▶ Recorded information
PR #2274, opened 2015-11-11
Missing Kids

brianrisk:
@moollaza @nilnilnil @chrismorast @yegg 

I've converted the Missing Kids goodie to a spice so that it can better be open sourced.

Zaahir, I'm having trouble getting description to display.  It's a basic_image_item, so it should have one.  What's going wrong?

Chris: thanks for your encouragement to open source.

-----
IA Page: https://duck.co/ia/view/missing_kids

### DIFF
--- a/lib/DDG/Spice/MissingKids.pm
+++ b/lib/DDG/Spice/MissingKids.pm
@@ -1,0 +1,37 @@
+package DDG::Spice::MissingKids;
+
+use DDG::Spice;
+use Text::Trim;
+use YAML::XS 'LoadFile';
+
+# meta data                                                                                                                                           
+primary_example_queries "missing kids";
+secondary_example_queries "missing children";
+description "Shows missing children from your state if you are located in the US.";
+name "Missing Kids";
+code_url "https://duckduckgo.com";
+topics "social";
+category "location_aware";
+attribution github => ['https://github.com/brianrisk','Brian Risk'],
+            email => ['brian@geneffects.com','Brian Risk'],
+            web => ["https://www.geneffects.com", "Geneffects"],
+            twitter => "brianrisk";
+
+# defining our triggers                                                                                                                               
+my @triggers = ('missing child', 'missing kid');
+triggers start => @triggers;
+
+# set spice parameters
+spice to => 'https://duckduckgo.com/x.js?u=http://www.missingkids.com/missingkids/servlet/XmlServlet?act=rss&LanguageCountry=en_US&orgPrefix=NCMC&state=$1';
+spice wrap_jsonp_callback => 1;
+spice proxy_cache_valid => "418 1d";
+
+handle sub {
+    # return two-letter state
+    if ($loc->country_code eq 'US' && $loc->region) {
+    	return $loc->region;
+    }
+    return;
+};
+
+1;
--- a/lib/DDG/Spice/MissingKids.pm
+++ b/lib/DDG/Spice/MissingKids.pm
@@ -16,7 +16,7 @@ attribution github => ['https://github.com/brianrisk','Brian Risk'],
             twitter => "brianrisk";
 
 # defining our triggers                                                                                                                               
-triggers query_lc => qr/missing (?:kids?|child(ren)?)/;
+triggers start => "missing kid", "missing kids", "missing child", "missing children";
 
 # set spice parameters
 spice to => 'https://duckduckgo.com/x.js?u=http://www.missingkids.com/missingkids/servlet/XmlServlet?act=rss&LanguageCountry=en_US&orgPrefix=NCMC&state=$1';
--- a/lib/DDG/Spice/MissingKids.pm
+++ b/lib/DDG/Spice/MissingKids.pm
@@ -24,11 +24,12 @@ spice wrap_jsonp_callback => 1;
 spice proxy_cache_valid => "418 1d";
 
 handle sub {
+    return unless defined $loc->country_code 
+        && $loc->country_code eq 'US'
+        && defined $loc->region;
+        
     # return two-letter state
-    if ($loc->country_code eq 'US' && $loc->region) {
-    	return $loc->region;
-    }
-    return;
+    return $loc->region;
 };
 
 1;
--- a/lib/DDG/Spice/MissingKids.pm
+++ b/lib/DDG/Spice/MissingKids.pm
@@ -1,15 +1,13 @@
 package DDG::Spice::MissingKids;
 
 use DDG::Spice;
-use Text::Trim;
-use YAML::XS 'LoadFile';
 
 # meta data                                                                                                                                           
 primary_example_queries "missing kids";
 secondary_example_queries "missing children";
 description "Shows missing children from your state if you are located in the US.";
 name "Missing Kids";
-code_url "https://duckduckgo.com";
+code_url "https://github.com/brianrisk";
 topics "social";
 category "location_aware";
 attribution github => ['https://github.com/brianrisk','Brian Risk'],
--- a/lib/DDG/Spice/MissingKids.pm
+++ b/lib/DDG/Spice/MissingKids.pm
@@ -18,8 +18,7 @@ attribution github => ['https://github.com/brianrisk','Brian Risk'],
             twitter => "brianrisk";
 
 # defining our triggers                                                                                                                               
-my @triggers = ('missing child', 'missing kid');
-triggers start => @triggers;
+triggers query_lc => qr/missing (?:kids?|child(ren)?)/;
 
 # set spice parameters
 spice to => 'https://duckduckgo.com/x.js?u=http://www.missingkids.com/missingkids/servlet/XmlServlet?act=rss&LanguageCountry=en_US&orgPrefix=NCMC&state=$1';
--- a/share/spice/missing_kids/missing_kids.js
+++ b/share/spice/missing_kids/missing_kids.js
@@ -42,6 +42,7 @@
                 title = capitalizeWords(title);
                 
                 var description = '';
+                var subtitle = '';
                 if (typeof item.description !== 'undefined') {
                     description = item.description.text;
                     description = DDG.strip_html(description);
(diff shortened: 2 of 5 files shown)


share/spice/missing_kids/missing_kids.js
```diff
@@ -0,0 +1,60 @@
...
+                sourceUrl: 'http://www.missingkids.com',
+                count: articles.length,
+                itemType: 'Missing Kids'
+            },
+            templates: {
+                item: 'basic_image_item',
+                detail: false,
+                options: {
+                    rating: false,
+                    content: true,
```
moollaza: @brianrisk this is overriding the `description`. `content` is meant to be a sub-template, and the basic_image_item template has a check that if `content` is defined, we use it to produce the body instead of the `description`.

I would suggest you use:

```js
templates: {
    group: 'media',
    detail: false,
    item_detail: false
},
```

This uses the `media_item` template which is ideal for a picture, title and description.

The result looks like: 

missing_kids_alabama_at_duckduckgo_and_1____projects_zeroclickinfo-spice__perl_

moollaza: I think this IA would benefit from using an `item_detail` template. Its unfortunate that they don't have a proper API where the description is broken up. Would you be interested in reaching out to them to see if they can make an API for us? I can only imagine it would benefit their cause...

Alternatively I think we should parse the description text and use it with a `record` template to produce a table with the info more clearly laid out:
<table>
    <tr>
        <td> Age now: </td>
        <td> 12 </td>
    </tr>

    <tr>
        <td> Missing: </td>
        <td> 11/07/2015 </td>
    </tr>

    <tr>
        <td> Missing From: </td>
        <td> Melbourne, FL </td>
    </tr>

    <tr>
        <td> Contact: </td>
        <td> Melbourne Police Department (Florida) 1-321-608-6731 </td>
    </tr>
</table>

share/spice/missing_kids/missing_kids.js
```diff
@@ -0,0 +1,60 @@
...
+            },
+            normalize: function(item) {
+                var title = item.title.text;
+                // removing "Missing: ";
+                title = title.replace(/.*\:/,"");
+                title = title.replace(/.*\:/,"");
+                var description = '';
+                if (typeof item.description !== 'undefined') {
+                    description = item.description.text;
+                    description = description.replace(/(<([^>]+)>)/ig,"");
```
moollaza: you can use `DDG.strip_html()` for this.

share/spice/missing_kids/missing_kids.js
```diff
@@ -0,0 +1,60 @@
...
+                options: {
+                    rating: false,
+                    content: true,
+                },
+            },
+            normalize: function(item) {
+                var title = item.title.text;
+                // removing "Missing: ";
+                title = title.replace(/.*\:/,"");
+                title = title.replace(/.*\:/,"");
```
moollaza: why the duplicate?

We can simplify to: `var title = item.title.text.replace(/.*\:/,"");`

share/spice/missing_kids/missing_kids.js
```diff
@@ -0,0 +1,60 @@
+(function (env) {
+    "use strict";
+    env.ddg_spice_missing_kids = function (api_result) {
+        
+        if (!api_result) Spice.failed('missing_kids');
+        if (api_result.error) Spice.failed('missing_kids');
```
moollaza: We can combine these:

```js
if (!api_result || api_result.error) {
    Spice.failed('missing_kids');
}
```

share/spice/missing_kids/missing_kids.js
```diff
@@ -0,0 +1,60 @@
...
+        
+        var articles = api_result.rss.channel.item;
+        if (articles.length == 0) Spice.failed('missing_kids');
+        if (articles.length > 20) articles = articles.slice(0,20);
+        
+        var script = $('[src*="/js/spice/missing_kids/"]')[0],
```
moollaza: Might be easier to use `DDG.get_query_encoded().toLowerCase().replace(/missing (kids|children)/, "");

share/spice/missing_kids/missing_kids.js
```diff
@@ -0,0 +1,60 @@
...
+        Spice.add({
+            id: 'missing_kids',
+            name: 'Missing Kids',
+            data: articles,
+            meta: {
+                primaryText: 'Missing children in ' + decodedQuery,
+                sourceName: 'National Center for Missing & Exploited Children',
+                sourceUrl: 'http://www.missingkids.com',
+                count: articles.length,
+                itemType: 'Missing Kids'
```
moollaza: I believe this isn't needed because you have `primaryText` defined

share/spice/missing_kids/missing_kids.js
```diff
@@ -0,0 +1,60 @@
...
+
+        Spice.add({
+            id: 'missing_kids',
+            name: 'Missing Kids',
+            data: articles,
+            meta: {
+                primaryText: 'Missing children in ' + decodedQuery,
+                sourceName: 'National Center for Missing & Exploited Children',
+                sourceUrl: 'http://www.missingkids.com',
+                count: articles.length,
```
moollaza: don't think this is needed either

share/spice/missing_kids/missing_kids.js
```diff
@@ -0,0 +1,60 @@
...
+                itemType: 'Missing Kids'
+            },
+            templates: {
+                item: 'basic_image_item',
+                detail: false,
+                options: {
+                    rating: false,
+                    content: true,
+                },
+            },
```
moollaza: We need to remove trailing commas because they can break IE

lib/DDG/Spice/MissingKids.pm
```diff
@@ -0,0 +1,34 @@
...
+triggers query_lc => qr/missing (?:kids?|child(ren)?)/;
+
+# set spice parameters
+spice to => 'https://duckduckgo.com/x.js?u=http://www.missingkids.com/missingkids/servlet/XmlServlet?act=rss&LanguageCountry=en_US&orgPrefix=NCMC&state=$1';
+spice wrap_jsonp_callback => 1;
+spice proxy_cache_valid => "418 1d";
+
+handle sub {
+    # return two-letter state
+    if ($loc->country_code eq 'US' && $loc->region) {
```
moollaza: We need to check that `$loc->country_code` and `$loc->region` are actually defined, because they're not guarenteed to be defined for all locations:

```perl
return unless defined $loc->country_code && $loc->country_code eq 'US';
...
```

lib/DDG/Spice/MissingKids.pm
```diff
@@ -0,0 +1,34 @@
...
+code_url "https://github.com/brianrisk";
+topics "social";
+category "location_aware";
+attribution github => ['https://github.com/brianrisk','Brian Risk'],
+            email => ['brian@geneffects.com','Brian Risk'],
+            web => ["https://www.geneffects.com", "Geneffects"],
+            twitter => "brianrisk";
+
+# defining our triggers                                                                                                                               
+triggers query_lc => qr/missing (?:kids?|child(ren)?)/;
```
moollaza: Let's use trigger words here. I know the regex is simpler, but the trigger words are more efficient.

You *could* use `missing` as a start trigger and use the regex in your `handle`, but I think the best way is to just list out all the phrases.

share/spice/missing_kids/missing_kids.js
brianrisk: Can we combine those?  if api_result is a null object then attempting to access a state variable will throw an error, correct?  So line 5 ensures it is not null and 6 safely checks the error field.

share/spice/missing_kids/missing_kids.js
brianrisk: What you have returns the encoded query.  What I'm doing here is getting the return value from handle sub, which is the two-letter state abbreviation.

brianrisk:
@moollaza thanks for the review; I've put most of those fixes in.  The media template works great.  The one chainge I'd like to not do is item_detail.  If a user thinks they recognize a missing child from that list, then they should click through to the site to see the additional photos and information.

share/spice/missing_kids/missing_kids.js
moollaza: Yup we can. It'll short-circuit when `!api_result === true`

share/spice/missing_kids/missing_kids.js
moollaza: My mistake :+1:

share/spice/missing_kids/missing_kids.js
brianrisk: KK, change is in.

moollaza:
>If a user thinks they recognize a missing child from that list, then they should click through to the site to see the additional photos and information.

@brianrisk I agree with that, but I'd like to make sure the description is easy to read/understand.

How about we pull the the age and location out of the description and put them in the footer, each on their own line. We could put the missing date as the subtitle.

**Note**: If we don't use the description, you need to set `item.description = null` otherwise our template sees that `item.description` is defined (from the JSON) and it causes problems, because it tries to use the obj as an array...

The result could look like this:

missing_kids_at_duckduckgo

share/spice/missing_kids/missing_kids.js
```diff
@@ -0,0 +1,58 @@
...
+                    description = item.description.text;
+                    description = DDG.strip_html(description);
+                    description = description.replace(/&quot;/ig,"\"");
+                    description = description.replace(/&#039;/ig,"'");
+                    // removing PERSON'S NAME, 
+                    description = description.replace(/^.+?,/,"");
+                }
+                return {
+                    title: title,
+                    url: item.link.text,
```
moollaza: I made an awesome discovery!

swap this for `image: item.enclosure.url.replace("t.jpg", ".jpg"),` and we get the full-size images. We'll need to add CSS to increase the tile height, because now the images are a bit too big :+1:

moollaza: If we add some CSS to increase `tile_media` height to `20em` and remove the `padding-bottom` on `tile__title`

It looks like this:

missing_kids_at_duckduckgo

moollaza: We could also put the date string into `Moment.js` and get a pretty date out of it, so its easier to read

brianrisk:
@moollaza added larger image, better parsed info with footer subtemplate

lib/DDG/Spice/MissingKids.pm
```diff
@@ -0,0 +1,35 @@
...
+attribution github => ['https://github.com/brianrisk','Brian Risk'],
+            email => ['brian@geneffects.com','Brian Risk'],
+            web => ["https://www.geneffects.com", "Geneffects"],
+            twitter => "brianrisk";
+
+# defining our triggers                                                                                                                               
+triggers start => "missing kid", "missing kids", "missing child", "missing children";
+
+# set spice parameters
+spice to => 'https://duckduckgo.com/x.js?u=http://www.missingkids.com/missingkids/servlet/XmlServlet?act=rss&LanguageCountry=en_US&orgPrefix=NCMC&state=$1';
```
moollaza: @brianrisk I figured out the problem -- we need to URL encode the content after `&u=` -- I will submit a PR to continue this...

moollaza:
Continuing in #2333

▶ Task description
For this exercise, output exactly the lines above from the line with "moollaza: We need to remove" to the line with "moollaza: Let's use", counting both, and leave out the rest.

▶ Exercise output
moollaza: We need to remove trailing commas because they can break IE

lib/DDG/Spice/MissingKids.pm
```diff
@@ -0,0 +1,34 @@
...
+triggers query_lc => qr/missing (?:kids?|child(ren)?)/;
+
+# set spice parameters
+spice to => 'https://duckduckgo.com/x.js?u=http://www.missingkids.com/missingkids/servlet/XmlServlet?act=rss&LanguageCountry=en_US&orgPrefix=NCMC&state=$1';
+spice wrap_jsonp_callback => 1;
+spice proxy_cache_valid => "418 1d";
+
+handle sub {
+    # return two-letter state
+    if ($loc->country_code eq 'US' && $loc->region) {
```
moollaza: We need to check that `$loc->country_code` and `$loc->region` are actually defined, because they're not guarenteed to be defined for all locations:

```perl
return unless defined $loc->country_code && $loc->country_code eq 'US';
...
```

lib/DDG/Spice/MissingKids.pm
```diff
@@ -0,0 +1,34 @@
...
+code_url "https://github.com/brianrisk";
+topics "social";
+category "location_aware";
+attribution github => ['https://github.com/brianrisk','Brian Risk'],
+            email => ['brian@geneffects.com','Brian Risk'],
+            web => ["https://www.geneffects.com", "Geneffects"],
+            twitter => "brianrisk";
+
+# defining our triggers                                                                                                                               
+triggers query_lc => qr/missing (?:kids?|child(ren)?)/;
```
moollaza: Let's use trigger words here. I know the regex is simpler, but the trigger words are more efficient.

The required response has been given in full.